Exercise description: Nothing outside the range below should be printed. Output exactly the lines from the line with "- [x] No docs needed" to the line with "abort on inactivity timeout = True", both included.

Excerpted records:
PR #6178, opened 2024-06-28
tui: prevent hang on shutdown

oliver-sanders:
It has been reported that Tui can hang on shutdown.

The easiest way to reproduce this is to press "q" as soon as starting Tui. Sometimes this can cause it to hang.

```
$ cylc vip <workflow>
$ cylc tui <workflow>
q
```

This PR adds a timeout on the updater shutdown to prevent any hanging operation stopping Tui from exiting.

This isn't really the "right" way to solve the problem, getting the updater to exit cleanly in all circumstances would be nicer. However, it's a reasonable fail safe and since the updater is a read-only process (i.e. the only "resources" it's managing are Cylc clients which have timeouts built in) there are no ill effects of terminating it.

**Check List**

- [ ] Not reasonably testable.

### DIFF
--- a/changes.d/fix.6178.md
+++ b/changes.d/fix.6178.md
@@ -1,0 +1,1 @@
+Fix an issue where Tui could hang when closing.
--- a/cylc/flow/tui/app.py
+++ b/cylc/flow/tui/app.py
@@ -216,7 +216,10 @@ def updater_subproc(filters, client_timeout):
         yield updater
     finally:
         updater.terminate()
-        p.join()
+        p.join(4)  # timeout of 4 seconds
+        if p.exitcode is None:
+            # updater did not exit within timeout -> kill it
+            p.terminate()
 
 
 class TuiApp:


wxtim (approved):
I have struggled to repeat the original bug, but this looks ok.

oliver-sanders:
@wxtim, the original bug isn't reproducing as easily as it originally did. To simulate this bug, try changing `break` to `continue` in this code:

https://github.com/cylc/cylc-flow/blob/67a6ba5f429efbf91c1610fba6bf602941a369fe/cylc/flow/tui/updater.py#L148-L159

That will prevent the updater from shutting down. Before this commit, Tui should hang indefinitely, after this PR it should exit after 4 seconds (due to the timeout).

wxtim:
> try changing break to continue in this code

Looks like I can now repeat the problem. Pleasingly this branch fixes it!

PR #6181, opened 2024-06-28
`cylc stop --now`: fix flaky test & clarify docs

MetRonnie:
**Check List**

- [x] No dependency changes 
- [x] Tests are updated
- [x] No docs needed

### DIFF
--- a/tests/functional/shutdown/08-now1/flow.cylc
+++ b/tests/functional/shutdown/08-now1/flow.cylc
@@ -3,7 +3,7 @@
         abort on stall timeout = True
         stall timeout = PT0S
         abort on inactivity timeout = True
-        inactivity timeout = PT3M
+        inactivity timeout = PT1M
 
 [scheduling]
     [[graph]]
@@ -14,6 +14,5 @@
         script = cylc__job__wait_cylc_message_started; cylc stop --now "${CYLC_WORKFLOW_ID}"
         [[[events]]]
             started handlers = sleep 10 && echo 'Hello %(id)s %(event)s'
-            succeeded handlers = echo 'Well done %(id)s %(event)s'
     [[t2]]
         script = true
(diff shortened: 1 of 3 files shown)


tests/functional/shutdown/08-now1/flow.cylc
```diff
@@ -14,6 +14,5 @@
         script = cylc__job__wait_cylc_message_started; cylc stop --now "${CYLC_WORKFLOW_ID}"
         [[[events]]]
             started handlers = sleep 10 && echo 'Hello %(id)s %(event)s'
-            succeeded handlers = echo 'Well done %(id)s %(event)s'
```
MetRonnie, line 17: The `succeeded` handler is not guaranteed to run because the `succeeded` message is not guaranteed to be received by the scheduler before it shuts down. So I have removed it from the test.

oliver-sanders: The test says:

```
Test "cylc stop --now" will wait for event handler.
```

So removing this kinda defeats the object of the test.

There is a way to ensure that the succeeded message is recieved however,

```ini
script = """
cylc message -- succeeded
cylc workflow-state "$CYLC_WORKFLOW_ID//$CYLC_TASK_CYCLE_POINT/$CYLC_TASK_NAME:succeeded"
sleep 1  # give the scheduler time to process the message
cylc stop --now "${CYLC_WORKFLOW_ID}
"""
```

MetRonnie: It's still testing that the long-running `started` handler finishes before shutdown. I'm not sure the `succeeded` handler adds any value to the test.

I tried adding `cylc message -- succeeded` but this results in task `t2` starting, which fails the test

oliver-sanders: > I tried adding cylc message -- succeeded but this results in task t2 starting

We could make that work by using an optional output.

> It's still testing that the long-running started

Gotcha, as long as there is one event handler.

The 10s sleep is a little crude (might be better to poll for the workflow "stopping" state or shutdown message), but that's another matter.

oliver-sanders (approved):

Solved problem:
- [x] No docs needed

### DIFF
--- a/tests/functional/shutdown/08-now1/flow.cylc
+++ b/tests/functional/shutdown/08-now1/flow.cylc
@@ -3,7 +3,7 @@
         abort on stall timeout = True
         stall timeout = PT0S
         abort on inactivity timeout = True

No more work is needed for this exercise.